# EXERCISE AIM:
From the entries below, return exactly the lines beginning at the one that contains "If the repository" and ending at the one that contains "master.db = fakedb.FakeDBConnector(testcase)", both of them included, and only those lines.

# SUPPLIED ENTRIES:
PR #7693, opened 2024-06-08
tests: add a bare git repository

### LINKED ISSUE #7666: tests: Add bare git repository to test GitPoller
I introduced a bug (#7663) in #7554 where I changed a `git rev-parse` command to add `--` which changed the expected output of the command.
While this is my fault as I should have better tested my changes, there is a simple way to prevent this kind of mistakes from happening in the future.

Currently, `GitPoller` tests (and probably all other git tests) are run with tests that list the commands that are run and check it matches what's expected by patching the command that would ultimately run the command.
This mean the command is not run, so tests also specify what the output of the command is expected to be.

I propose to introduce a new set of tests for GitPoller first, then we can see where it can be implemented if appropriate, which would run the commands against a git repository which content is controlled in a similar way snapshots are used in react tests.

With Git, this can be pretty simple to setup with a bare repository.
For example, a repo could be added in `master/buildbot/test/test_git_repo/`.
Here is an log:
```bash
$ git -C master/buildbot/test/test_git_repo/ log --graph --oneline
*   2d68b0b503 (HEAD -> main) Merge branch 'feature/1'
|\  
| * 0bf12173c4 (feature/1) feature 1
* | 4de337cb51 (fix/1) Fix 1
|/  
* 17fccfdfd6 Initial
```
and a tree:
```bash
tree master/buildbot/test/test_git_repo/
master/buildbot/test/test_git_repo/
├── HEAD
├── objects
│   ├── 0b
│   │   └── f12173c47bf4572f0aa0374bf40d7ca93dcca4
│   ├── 0c
│   │   └── 34d5ebdc778bae104c9d17c1ad4382532cf80d
│   ├── 0f
│   │   └── 9c9f5015ff51b0fac92d5b27578cc93e1eb899
│   ├── 17
│   │   └── fccfdfd69e10e4c88e1b1406b9bf89e6a82216
│   ├── 2d
│   │   ├── 68b0b50304c5dcda6a628ed1c8cda15d36a16b
│   │   └── 96fa693ced7a641ab93004198ca62c4f5cdb79
│   ├── 4d
│   │   └── e337cb5132592e818b1bba8cc153d1e0961dd1
│   ├── 74
│   │   └── a9cc18106c388615c31407045708006123fd70
│   ├── 7d
│   │   └── 069cf8c836331952e4ec416715ca9092217825
│   ├── 8d
│   │   └── 5d568501f0d0f4305701598c9a6009cbdb25f7
│   ├── ef
│   │   └── 61c289021843f51ec130f1596f756a9d1c4330
│   └── fa
│       └── aae1b1924ed1b41c269a28b799c68bf638ddcb
└── refs
    └── heads
        ├── feature
        │   └── 1
        ├── fix
        │   └── 1
        └── main

17 directories, 16 files
```

As seen with the `git log` command above, the repository can be accessed with git commands that don't interact with the working dir.
It can also be used as a remote, eg. the `ls-remote` command used in `GitPoller`:
```bash
$ git ls-remote master/buildbot/test/test_git_repo/
2d68b0b50304c5dcda6a628ed1c8cda15d36a16b	HEAD
0bf12173c47bf4572f0aa0374bf40d7ca93dcca4	refs/heads/feature/1
4de337cb5132592e818b1bba8cc153d1e0961dd1	refs/heads/fix/1
2d68b0b50304c5dcda6a628ed1c8cda15d36a16b	refs/heads/main
```

If the repository need to be updated for new tests, or used in tests for `GitStep`, it can be cloned and fetch/pull/pushed.
To create the repo, I did:
- `git init --bare master/buildbot/test/test_git_repo`
- `git clone master/buildbot/test/test_git_repo /tmp/test_git_repo`
- Added commits, merges, etc in `/tmp/test_git_repo`
- still in `/tmp/test_git_repo`, `git push [branches...]`
- removed not useful files from `master/buildbot/test/test_git_repo` (git init create things like config/exclude and others that are not useful here)

tdesveaux:
This allow to implement GitPoller tests without faking git commands.

Closes #7666

## Contributor Checklist:

### DIFF
--- a/master/buildbot/test/fake/fakemaster.py
+++ b/master/buildbot/test/fake/fakemaster.py
@@ -156,7 +156,7 @@ def make_master(
         master.mq.setServiceParent(master)
     if wantDb:
         assert testcase is not None, "need testcase for wantDb"
-        master.db = fakedb.FakeDBConnector(testcase)
+        master.db = fakedb.FakeDBConnector(testcase, reactor=_reactor)
         master.db.setServiceParent(master)
     if wantData:
         master.data = fakedata.FakeDataConnector(master, testcase)
--- a/master/buildbot/test/fakedb/base.py
+++ b/master/buildbot/test/fakedb/base.py
@@ -19,10 +19,10 @@ from buildbot.data import resultspec
 class FakeDBComponent:
     data2db = {}
 
-    def __init__(self, db, testcase):
+    def __init__(self, db, testcase, reactor=None):
         self.db = db
         self.t = testcase
-        self.reactor = testcase.reactor
+        self.reactor = reactor if reactor is not None else testcase.reactor
         self.setUp()
 
     def mapFilter(self, f, fieldMapping):
--- a/master/buildbot/test/fakedb/connector.py
+++ b/master/buildbot/test/fakedb/connector.py
@@ -48,50 +48,52 @@ class FakeDBConnector(AbstractDBConnector):
     see their documentation for more.
     """
 
-    def __init__(self, testcase):
+    def __init__(self, testcase, reactor=None):
+        if reactor is None:
+            reactor = testcase.reactor
         super().__init__()
         # reset the id generator, for stable id's
         Row._next_id = 1000
         self.t = testcase
         self.checkForeignKeys = False
         self._components = []
-        self.changes = comp = FakeChangesComponent(self, testcase)
+        self.changes = comp = FakeChangesComponent(self, testcase, reactor)
         self._components.append(comp)
-        self.changesources = comp = FakeChangeSourcesComponent(self, testcase)
+        self.changesources = comp = FakeChangeSourcesComponent(self, testcase, reactor)
         self._components.append(comp)
-        self.schedulers = comp = FakeSchedulersComponent(self, testcase)
+        self.schedulers = comp = FakeSchedulersComponent(self, testcase, reactor)
         self._components.append(comp)
-        self.sourcestamps = comp = FakeSourceStampsComponent(self, testcase)
+        self.sourcestamps = comp = FakeSourceStampsComponent(self, testcase, reactor)
         self._components.append(comp)
-        self.buildsets = comp = FakeBuildsetsComponent(self, testcase)
+        self.buildsets = comp = FakeBuildsetsComponent(self, testcase, reactor)
         self._components.append(comp)
-        self.workers = comp = FakeWorkersComponent(self, testcase)
+        self.workers = comp = FakeWorkersComponent(self, testcase, reactor)
         self._components.append(comp)
-        self.state = comp = FakeStateComponent(self, testcase)
+        self.state = comp = FakeStateComponent(self, testcase, reactor)
         self._components.append(comp)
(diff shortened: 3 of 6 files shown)


p12tic:
Would it be possible to reproduce the repository state on each run? I think git commit does expose enough options and environment variables to make the repository reproducible.

p12tic (approved):
LGTM, just one question.

tdesveaux:
Not sure I understand the question.

Do you mean, declaring the repository in the code and generating it at runtime in test start via calling git with options to make sure it's idempotent vs having a bare repository committed as implemented here?

I guess it could be done, but I don't know how complex it would be to find all git conf entries and command options. I feel it would be a hassle in the long run if the worker has a git config change that we didn't notice here or for a setting that was introduced in the future.

p12tic:
> Do you mean, declaring the repository in the code and generating it at runtime in test start via calling git with options to make sure it's idempotent vs having a bare repository committed as implemented here?

It would be possible to assert git hash on each test. I think git only includes file data and metadata, author and committer info and dates.

p12tic:
For example, this sequence of commands produces git repositories with identical commit hash:

```
git init
echo 1 > test
touch -t 201401010102.03 test
git add test
GIT_AUTHOR_DATE=2014-01-01T05:06:07 GIT_COMMITTER_DATE=2014-01-01T05:06:07 git commit --author="Test <test@example.com>" -m "test"
```

git log returns:

```
commit e7360cbb049aafde7f693ab6abb4dbc685ba7fbe (HEAD -> master)
Author: Test <test@example.com>
Date:   Wed Jan 1 05:06:07 2014 +0200

    test
```

tdesveaux:
Thanks for checking the technical possibility of this.

My question was more regarding why this would be needed and/or the benefits compared to my approach in this PR.
Is the issue the addition of a bare 'fake' repository? Where you'd prefer the repository to be generated 'on-demand' in test setup?

p12tic:
> My question was more regarding why this would be needed and/or the benefits compared to my approach in this PR.

The reason why this is better than the current approach is that it's possible to review it. From the point of view of a reviewer the current PR adds a bunch of binary blobs to the repository. Anyone who wants to really understand what's happening would need to checkout the repository and check manually, which is inconvenient. This has security implications as well, as the xz vulnerability happened in a similar way. This PR may be safe, but let's consider a potential scenario when someone else comes with a PR that improves the test and one of the updated binary blobs contains malware. Therefore it's better to not rely on binary blobs at all, if possible.

tdesveaux:
I thought about the PR review side, and that's why I added this [`TEST_REPO_STATE`](https://github.com/buildbot/buildbot/blob/aafe4f683e191b7208642bd14672ecdeb23360f5/master/buildbot/test/util/git_repository.py#L30) thing (with the asset in test functions that uses it. I felt it was an ok tradeoff to be able to edit the embedded repository with know git tools.

I did not consider the security aspect though you make a good point. I'll rework the PR to use what you suggested.

p12tic (approved):

p12tic:
Thanks!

# SOLUTION TO THE EXERCISE:
If the repository need to be updated for new tests, or used in tests for `GitStep`, it can be cloned and fetch/pull/pushed.
To create the repo, I did:
- `git init --bare master/buildbot/test/test_git_repo`
- `git clone master/buildbot/test/test_git_repo /tmp/test_git_repo`
- Added commits, merges, etc in `/tmp/test_git_repo`
- still in `/tmp/test_git_repo`, `git push [branches...]`
- removed not useful files from `master/buildbot/test/test_git_repo` (git init create things like config/exclude and others that are not useful here)

tdesveaux:
This allow to implement GitPoller tests without faking git commands.

Closes #7666

## Contributor Checklist:

### DIFF
--- a/master/buildbot/test/fake/fakemaster.py
+++ b/master/buildbot/test/fake/fakemaster.py
@@ -156,7 +156,7 @@ def make_master(
         master.mq.setServiceParent(master)
     if wantDb:
         assert testcase is not None, "need testcase for wantDb"
-        master.db = fakedb.FakeDBConnector(testcase)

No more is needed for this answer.